2021 Predictions and Trends for Ad Spend Over the Holiday Season

2021 Predictions and Trends for Ad Spend Over the Holiday Season
With the holiday season upon us, holiday shopping is good news for the whole economy. Traditionally the busiest and most profitable time of year for many industries, last year they took a hit due to the pandemic. While it caused significant disruption to overall consumer spending and advertisers' budgets leaving some industries devastated, the fast-tracking of technology, enabled other industries to stand firm. So, while holiday shopping may look different from pre-pandemic times, the season of spending returns. 

To help publishers and advertisers better understand this year's holiday-shopping landscape, we've pulled data from our demand partners for October 2019 to 2021. We're taking a look at the share of ad spend and impressions in six top industry verticals to assess how they responded and predict trends for the upcoming holiday season.


Food and Alcohol

We saw the biggest drop in the share of ad spend and impressions for the food and alcohol industry in 2020, compared to the other sectors we looked at. With no vaccines and lockdown in place, people were not going out, and there were no holiday parties. Now spending has recovered and is doing better than in 2019. Businesses expect customers to host more holiday gatherings this year, with bigger spreads of food for friends and family. 

While we saw a considerable drop, 29% in ad spend share from 2019 to 2020, this industry is also experiencing the best recovery. There was an increase of 47% in the share of ad spend in 2021 compared to last year, surpassing 2019 levels. Unable to enjoy the holidays together last year, it's clear that this year people are keen to eat, drink, and be merry.

Ad Spend Share by Vertical


Tech surged last year, and other than politics with high ad spend due to the elections, there was a significant jump in both impressions and ad spend. Again, this follows the change in consumer behaviors over the pandemic, with people working remotely from home. Since the vaccines and return to the "new normal," there has been a drop, however, it still remains much higher than the pre-pandemic levels of 2019. 

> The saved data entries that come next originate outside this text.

PR #1722, opened 2020-02-17
remove discontinuity in lub_constrain; fixes #1441

### LINKED ISSUE #1441: lub_constrain boundary behaviour
## Description

Remove the conditional

```
 if ((x > NEGATIVE_INFTY) && (inv_logit_x == 0))
    inv_logit_x = 1e-15;
```

from the definition of `lub_constrain()` in `stan/math/prim/scal/fun/lub_constrain.hpp`.

### Background

The parameter constraining transform `lub_constrain()` has an code path with a comment
```cpp
// Prevent x from reaching zero unless it really really should.
```
The limiting value `1e-15` chosen is so large as to make the transform non-monotone. The branch also cannot prevent rounding when the lower bound is not zero. e.g. `<lower=100,upper=101>` does not see any effect, other than it stopping derivative propagation.
Similar code is _not_ present in `lb_constrain()` which is allowed to round to the boundary value.

A related question is what to do about the unconstraining transform `lub_free()`. The `check_bounded()` is inclusive so values at boundaries are accepted but the logit function maps boundary to infinity so it will fail later. A reasonable choice might be to map the boundary values to some finite number beyond the rounding limit. However, the rounding limit depends on the bounds in a complex fashion.

#### Current Version:
v3.0.0

pgree:
## Summary

Fixed a discontinuity in `lub_constrain`
Generalized the `lp` template parameters in `{lub,lb,ub,identity}_constrain`

## Tests

Added test of boundary conditions in `lub_transform_test.cpp`

## Side Effects

Now lub_constrain underflows instead of having a discontinuity

## Checklist

- [x] Math issue #1441

### DIFF
--- a/stan/math/prim/fun/identity_constrain.hpp
+++ b/stan/math/prim/fun/identity_constrain.hpp
@@ -30,12 +30,13 @@ inline T identity_constrain(const T& x) {
  * <p>This method is effectively a no-op and mainly useful as a
  * placeholder in auto-generated code.
  *
- * @tparam T type of scalar.
+ * @tparam T type of scalar
+ * @tparam S type of log probability
  * @param[in] x scalar
  * @return transformed input
  */
-template <typename T>
-inline T identity_constrain(const T& x, T& /*lp*/) {
+template <typename T, typename S>
+inline T identity_constrain(const T& x, S& lp) {
   return x;
 }
 
--- a/stan/math/prim/fun/lub_constrain.hpp
+++ b/stan/math/prim/fun/lub_constrain.hpp
@@ -46,7 +46,6 @@ namespace math {
 template <typename T, typename L, typename U>
 inline return_type_t<T, L, U> lub_constrain(const T& x, const L& lb,
                                             const U& ub) {
-  using std::exp;
   check_less("lub_constrain", "lb", lb, ub);
   if (lb == NEGATIVE_INFTY) {
     return ub_constrain(x, ub);
@@ -54,29 +53,14 @@ inline return_type_t<T, L, U> lub_constrain(const T& x, const L& lb,
   if (ub == INFTY) {
     return lb_constrain(x, lb);
   }
-
-  T inv_logit_x;
-  if (x > 0) {
-    inv_logit_x = inv_logit(x);
-    // Prevent x from reaching one unless it really really should.
-    if (x < INFTY && inv_logit_x == 1) {
-      inv_logit_x = 1 - 1e-15;
-    }
-  } else {
-    inv_logit_x = inv_logit(x);
-    // Prevent x from reaching zero unless it really really should.
-    if (x > NEGATIVE_INFTY && inv_logit_x == 0) {
-      inv_logit_x = 1e-15;
-    }
-  }
-  return fma(ub - lb, inv_logit_x, lb);
+  return fma(ub - lb, inv_logit(x), lb);
 }
 
 /**
  * Return the lower- and upper-bounded scalar derived by
  * transforming the specified free scalar given the specified
  * lower and upper bounds and increment the specified log
- * probability with the log absolute Jacobian determinant.
+ * density with the log absolute Jacobian determinant.
  *
  * <p>The transform is as defined in
  * <code>lub_constrain(T, double, double)</code>.  The log absolute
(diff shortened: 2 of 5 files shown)


stan/math/prim/fun/identity_constrain.hpp
```diff
@@ -30,12 +30,13 @@ inline T identity_constrain(const T& x) {
...
- * @tparam T type of scalar.
+ * @tparam T type of scalar
+ * @tparam S type of log probability
  * @param[in] x scalar
  * @return transformed input
  */
-template <typename T>
-inline T identity_constrain(const T& x, T& /*lp*/) {
+template <typename T, typename S>
+inline T identity_constrain(const T& x, S& lp) {
```
mcol: This should still be `/*lp*/` as the `lp` variable is unused in the function body and it may produce a warning.

stan/math/prim/fun/lub_constrain.hpp
```diff
@@ -130,18 +114,10 @@ inline return_type_t<T, L, U> lub_constrain(const T& x, const L& lb,
...
   } else {
     T exp_x = exp(x);
     inv_logit_x = inv_logit(x);
     lp += log(ub - lb) + x - 2 * log1p(exp_x);
-    // Prevent x from reaching zero unless it really really should.
-    if (x > NEGATIVE_INFTY && inv_logit_x == 0) {
-      inv_logit_x = 1e-15;
-    }
   }
   return fma(ub - lb, inv_logit_x, lb);
```
mcol: I know this is preexisting, but the computation of `inv_logit(x)` could be done in just one place (such as in the return line) rather that in both branches of the `if`.

stan/math/prim/fun/identity_constrain.hpp
mcol: We already have a version without the `lp` argument. This other one is for symmetry with the other constraint functions which have that argument and pass it to `identity_constraint`, even if it's not used. I don't feel I understand this stuff well enough to depart from the existing signatures.

charlesm93: Ok. I don't think symmetry alone is a good enough reason to keep a piece of code. @bob-carpenter, I think you understand this better than I do -- is there any good reason for overloading `identity_constraint` here?

bob-carpenter: > This should still be /*lp*/ as the lp variable is unused in the function body

If the types get relaxed, we need it for type inference.  That's done statically, so there's no runtime overhead.

> I don't feel I understand this stuff well enough to depart from the existing signatures.

I built the constrain/unconstrain idiom for doing this when we first built the language.  That was very early on in my understanding of C++ and we were having a lot of trouble getting the simplest things to compile.

The current change strictly generalizes the set of instantiations allowed.  In Stan as currently deployed, all arguments will be at least type `double`.  

> is there any good reason for overloading identity_constraint here?

The goal is to relax the type instantiations here to allow for `int` arguments to constraints with `double` or `var` or `fvar` arguments to `lp`.  That will come up if these ever get exposed to the language, as we've been proposing to do forever. 

As is, we can't write tests with `int` arguments along with `double` arguments for `lp`.  

I opened issue https://github.com/stan-dev/math/issues/1733 to request a universal fix.

Whoever's reviewing this needs to decide if it's OK to have a partial solution.  I've been of a fix-it-as-you-go mindset with this kind of stuff, but I can see the argument for consistency across constraints and it's up to whoever is reviewing to decide.

Thanks for looking at this so closely, by the way!

stan/math/prim/fun/lub_constrain.hpp
bob-carpenter: It needs to be pulled up above the conditional because the value is used in the condition.

bob-carpenter:
There were no replies to my earlier comments, so I suggested to @pgree that he could finish this by:

1. cleaning up the duplicated `inv_logit` call, and

2. leaving the generalized signatures with arguments that are now needed for type inference.

If that's not OK, could you please clarify what you are requesting to change, @charlesm93?

charlesm93:
@bob-carpenter just coming back from a trip, will respond to your comments tomorrow morning.

stan/math/prim/fun/identity_constrain.hpp
charlesm93: I'm ok with the the fix-it-as-you-go approach, especially since this PR is straightforward and we have an issue for the universal fix.

stan/math/prim/fun/lub_constrain.hpp
charlesm93: Ok if we implement @bob-carpenter 's suggestion.

pgree:
@charlesm93 made the requested changes, ready for review

charlesm93:
Looks good to me. If the continuous integration passes, we can merge.

charlesm93:
@pgree, I'll leave you the honor to press the "merge pull request" button. Welcome to the dev team!

bob-carpenter:
I don't think he has permission to merge yet.

> @pgree, I'll leave you the honor to press the "merge pull request" button.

For impressions, we saw a 56% increase in 2020 compared to 2019, and ad spend was similar, with a rise of 46%. At the same time, they dropped by around a third for impressions and a quarter for ad spend, but are still higher in comparison to 2019, between 30- 35% for impressions and ad spend. The industry is holding firm and perhaps changed forever, as we expect continued growth in the sector.  


Automotive digital advertising had been on the rise in the years leading up to the pandemic. Even as Covid hit last year, digital ad spend increased by 22 percent. Automotive advertisers have evolved from relying heavily on linear television and its declining reach to programmatic advertising to reach larger audiences on auto shopping sites and other digital destinations.

We saw little change from 2019 to 2020 for share of impressions, with only a 3% drop. Whereas the share of ad spend was up 18%. However, this year the numbers have taken a nosedive, dropping by two-thirds for both share of ad spend and impressions compared to 2020. Automakers and dealers plan to spend less on advertising this holiday season, following a year of supply chain disruptions. Some auto dealerships have been left with roughly one-third of their normal inventory levels, leaving little reason for brands to pay out for holiday ads. 

Ad Impression Share by Vertical


Also, referred to as the "Golden Quarter," for many retailers, holiday shopping is when they make the majority of their annual revenue. While the retail sector took a big hit last year, struggling under declining sales, retailers are getting ready to go head-to-head as they keep up with the strong projections this Black Friday through New Year's Eve cycle, and ad budgets are set to see a return to pre-pandemic days. 

Our data mirrors this trend, as we saw both the share of ad spend and impressions dropped by 25% in 2020. However, this year's levels bounced back to those seen in 2019. It is no surprise that this is a similar pattern to the food and alcohol industry. When it comes to holiday shopping, the two go hand in hand, as people shop for parties, family get-togethers, and presents. 

This has resulted in a quick recovery for the retail industry, as businesses prepare to greet more customers in-store, with bustling shopping centers and trips to see Santa.  

Key Takeaways

While the pandemic caused an immediate pullback in ad budgets in 2020, following a review of our data we're predicting a healthy demand over the 2021 holidays for many industries, with the food, tech, and retail industries looking forward to solid ad spend. 

Global supply chain disruptions have prompted inventory issues across multiple categories; meaning automotive advertising is down this year, due to a shortage in supply. But publishers and advertisers should be prepared as we head into the thick of the holiday season; the National Retail Federation says it anticipates nearly 2 million more people will shop from Thanksgiving Day through Cyber Monday alone. So make sure you have the video content brands want to appear next to and users love.